In an interview, Birnbaum, who previously worked for CNN, NBC News and The Miami Herald, confirmed that he wrote the Slack post.

“Who doesn’t love traffic to their news site?” he said in an email. “But the desperate, mindless pursuit of traffic – by the non-stop gerbil wheel rewriting story after story that first appeared in other media in the hope that something, anything, will go viral – has been a shock to the system and a disappointment to many of The Messenger’s exceptionally good reporters who try to focus on meaningful, original and distinctive reporting.

The publishers met earlier in the week to discuss concerns about the company’s high-volume approach to publishing. The five journalists who spoke on condition of anonymity said they had grown frustrated with the company’s practice of attributing rewrites of contestant stories, a practice that was denounced by media critics after the launch. of the site.

Dan Wakeford, editor of The Messenger, reassured employees in meetings that The Messenger would take months to gain credibility and take “things out of context”, according to two of the five people. The company landed an interview with former President Donald J. Trump and was the first to report Governor Ron DeSantis of Florida’s plan to aggressively campaign for the Republican presidential nomination in Iowa.

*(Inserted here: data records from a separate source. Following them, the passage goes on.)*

PR #1036, opened 2022-06-08
refactor: fix scripts when running inside a package

matyasf:
This PR fixes 'command not found' errors when running a script inside a package's folder from the console.
It uses yarn's '-T' flag which instructs yarn to look for the script in the root of the monorepo. https://yarnpkg.com/cli/run#options-T%2C-top-level

To test:
- run as many of our scripts as possible
- run scripts from inside a package's folder
- run scripts via your IDE (e.g. WebStorm's green play buttons in the package JSON)

The alternative of this solution would have been in include `ui-scripts` and `typescript` as a devDependency in each of our packages. I've decided against this solution because it would make upgrading Typescript a pain.


Brailor (approved):

ke1k0 (approved):
Seems to work :) Thanks!

PR #1037, opened 2022-06-14
INSTUI-3096: add TS type to `Tray` component

NamNguyenInstructure:


ke1k0 (changes requested):

packages/ui-tray/src/Tray/index.tsx
```diff
@@ -57,23 +58,9 @@ class Tray extends Component<TrayProps> {
...
-    onClose: (event) => {},
-    // @ts-expect-error ts-migrate(6133) FIXME: 'event' is declared but its value is never read.
-    onDismiss: (event) => {},
-    onEnter: () => {},
-    onEntering: () => {},
-    onEntered: () => {},
-    onExit: () => {},
-    onExiting: () => {},
-    onExited: () => {},
     mountNode: null,
```
ke1k0, line 61: You can remove the props that are set to `null` from `defaultProps`, they are not needed anymore.

packages/ui-tray/src/Tray/index.tsx
```diff
@@ -194,8 +179,7 @@ class Tray extends Component<TrayProps> {
         {portalIsOpen && (
           <Transition
             in={open}
-            // @ts-expect-error ts-migrate(2769) FIXME: No overload matches this call.
-            type={this.transition}
+            type={this.transition as TransitionType}
```
ke1k0, line 182: It is better to type the getter, it just needs a little help so it knows what it returns:

```ts
get transition(): TransitionType {
    return `slide-${this.direction}`
  }
```

packages/ui-tray/src/Tray/index.tsx
```diff
@@ -109,12 +103,12 @@ class Tray extends Component<TrayProps> {
...
   }
 
-  get transition() {
+  get transition(): TransitionType {
     return `slide-${this.direction}`
   }
 
   get defaultFocusElement() {
-    return this.props.defaultFocusElement || (() => this._closeButton)
+    return this.props.defaultFocusElement
```
ke1k0, line 112: Now that the getter is only returning the prop, there is no point to use a getter, just directly access the prop where you need it.

PR #1039, opened 2022-06-21
feat(ui-responsive): add `display` prop to Responsive

ke1k0:
Closes: INSTUI-3541

The Responsive component is rendered as a `<div>`, so it has `display="block"` by default, but can
be changed with the new `display` prop.


packages/ui-responsive/src/Responsive/index.js
```diff
@@ -193,7 +206,7 @@ class Responsive extends Component {
       renderFunc = children || render
     }
     return (
-      <div>
+      <div style={{ display }}>
```
ke1k0, line 209: Not very elegant, but I decided to go with inline style, because it is not worth making the component themeable for this, especially in V7.

Brailor (approved):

Although The Messenger has hired around 150 journalists – below its original target – the company is still on track to meet its initial traffic targets, the two people said. A copy of The Messenger’s internal traffic dashboard from Friday reviewed by The Times shows the company was on course to surpass 100,000 unique visitors for the day. A person familiar with the company’s recruiting efforts said the company was on track to hit its goal of 175 employees within weeks.

The Messenger expects its traffic to increase in the coming weeks as it grows through Google’s search ranking algorithm, said one of five people familiar with the inner workings of the Messenger. business. The company’s focus on clicks is reflected in the company’s employee “playbook,” which was reviewed by The Times. According to the playbook, employees should ask themselves three questions before writing a story.

“Would I click on it?” the guidelines say, according to the copy. “Would I read everything? Would I share it?

nytimes

Not all news on the site expresses the point of view of the site, but we transmit this news automatically and translate it through programmatic technology on the site and not from a human editor.